By far the most extensive and consequential of these critiques came from a young German Catholic priest named Martin Luther. He suggested that Christianity’s weakness against Islam stemmed from the moral depravity of the Catholic Church. God had sent the Ottomans as a productive tool, what Luther called God’s “lash of inequity,” to cleanse Christians of their sins. Luther urged his coreligionists to embrace the bodily pain that would lead to spiritual renewal, for only those with purified souls could defeat Islam on the battlefield. Islam—always an abomination for Luther—served as a potent means of critiquing the graver evils of the church. “The pope kills the soul,” he wrote, “while the Turk can only destroy the body.” In addition to serving as an ideological counterpoint, the Ottomans bought Luther time. Because of their military mobilizations to defend against the Ottomans, Catholic powers demurred from sending a fighting force to quell these early Protestant stirrings. Had they, who knows whether any of us would have heard of Luther.

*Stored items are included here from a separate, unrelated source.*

PR #969, opened 2018-01-05
Version 152

vinniefalco:
* Refactor detect_ssl_op

WebSocket:

* Redistribute the read tests in the translation units
* Refactor error headers
* Add WebSocket error conditions

API Changes:

* Refactor WebSocket errors (API Change):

Q: One discovery of the Ottomans that most of us use daily is coffee. How did they first stumble upon this crop and realize its value?

AM: That’s right—we should all give a nod to Selim as we perk up each morning! Selim’s defeat of the Mamluk Empire in 1517 won him Yemen. Coffee had come to Yemen from Ethiopia and quickly took to the soils and markets of the Arabian peninsula. When Selim’s soldiers first stumbled upon it, they chewed the plant’s berries, enjoying its enlivening properties. It soon spread through their ranks. Thanks to the recently forged political and economic unity of Selim’s empire, the bean spread up from Yemen through the Middle East, across North Africa, and eventually to eastern Europe and across the Indian Ocean. The demand for coffee’s enjoyable and addictive properties soon soared across the world, making it one of history’s first truly global commodities. Yemen cornered the coffee market for several centuries, producing close to ninety percent of the world’s supply, before producers in the Americas and Southeast Asia outpaced it. It’s little wonder that the Yemeni port of Mocha lent its name to the drink.

Q: What do you hope readers take away from this book?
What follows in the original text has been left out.